The legislature has decreed that relief of the economic distress of automobile accident victims shall be achieved by requiring insurers to offer, and automobile owners to maintain, automobile insurance policies which provide prompt payment of specified basic economis loss benefits. Minn.Stat. § 65B.42(1) (1982). Unavoidable gaps in the comprehensive protection available under the No-Fault Act are closed by the assigned claims plan, which provides for the payment of basic economic loss benefits to certain injured persons — primarily those who cannot procure their own protection because neither they nor any relative residing in the same household owns an automobile or because of their youth. Expressly excluded, however, from entitlement under the assigned claims plan are those who are in a position to secure their own protection — owners of vehicles who fail to have the required security in effect and adult members of their households.4 To extend entitlement under the assigned claims plan to an owner who has intentionally removed himself from the status of an insured under the security covering his vehicle in order to avoid the payment of the additional premiums attributable to his poor driving record would be an unwarranted subversion of the clear legislative expression of intent.

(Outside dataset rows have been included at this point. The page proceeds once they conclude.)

Issue #2002, opened 2023-12-17
Being prompted with a v0.10.5 update however its not in the changelog


krisgesling:
**Description**
Hi there, 

I was about to update the Cookbook app on my NC to a reported v0.10.5 and went to check the changelog but it doesn't seem that such a version exists in `CHANGELOG.md`. It also seems that the last version bump in Github Actions was [from 0.10.3 to 0.11.0-rc1](https://github.com/nextcloud/cookbook/commit/7d1b9cb629d650f788a79854024089e137a6bba1). 

I'm not familiar with the deployment/update workflow for NC apps but thought it worth mentioning. In the best case it's just been a manual push and there's no clear notes. Potentially it's actually updating to v0.10.3 and incorrectly reporting the version number. Worst case the h4x0r5 are coming for our cheesecakes via a malicious Cookbook update!!! :laughing: 

**Reproduction**
1. Install v0.10.2 of Cookbook
2. Go to see available App updates
3. Prompted to update to v0.10.5

**Expected behavior**
Only known versions of the Application should be presented. 
Changelog should have detail on any deployed version. 
Presumably the Github Actions (haven't looked) trigger a deployment based on the contents of `last_release`

**Versions**
Nextcloud server version: 27.1.3.2
Cookbook version: 0.10.2

christianlupus:
First, I can relax you a bit. The version 0.10.5 has been published by me, one of the admins of this repo.

I want to explain, what happened here: We had to update a dependency with the change of NC 28. This forced us to have a separate versioning scheme for pre-28 and 28. This was also announced in https://github.com/nextcloud/cookbook/discussions/1917. There is a [main-0.10.x branch](https://github.com/nextcloud/cookbook/tree/main-0.10.x) in this repository that holds the further development of the version scheme 0.10.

The order granting summary judgment in favor of American Family against plaintiffs. is affirmed. The order granting summary judgment in favor of plaintiff Jeffory W. Mickelson against Mutual Service is reversed.
Affirmed in part, reversed in part.
. Minn.Stat. § 65B.63, subd. 2, provides as follows:
The assigned claims bureau shall promptly assign each claim and notify the claimant of the identity and address of the assignee-obli-gor of the claim. Claims shall be assigned so as to minimize inconvenience to claimants. The assignee thereafter has rights and obligations as if he had issued a policy of basic economic loss insurance complying with sections 65B.41 to 65B.71 applicable to the injury or, in case of financial inability of a reparation obligor to perform its obligations, as if the assignee had written the applicable reparation insurance, undertaken the self-insur-anee, or lawfully obligated itself to pay basic economic loss benefits.
. Minn.Stat. § 65B.64, subd. 3, provides as follows:
A person shall not be entitled to basic economic loss benefits through the assigned claims plan with respect to injury which was sustained if at the time of such injury the injured person was the owner of a private passenger motor vehicle for which security is required under sections 65B.41 to 65B.71 and he failed to have such security in effect. Members of the owner’s household other than minor children shall also be disqualified *816from benefits through the assigned claims plan.
. Section 8, subdivision 1, Bill Implementing the. “Commission Proposal Minnesota Automobile Liability Study Commission, Report to the 1973 Legislature, Appendix B. p. 110.
. In Iverson v. State Farm Mutual Automobile Insurance Co., 295 N.W.2d 573 (Minn.1980), it was recognized that if the victim of a fatal automobile accident was not an insured under any policy of insurance affording basic economic loss benefits, the decedent’s failure to obtain insurance on his owned vehicle would preclude his widow from participating in the assigned claims plan.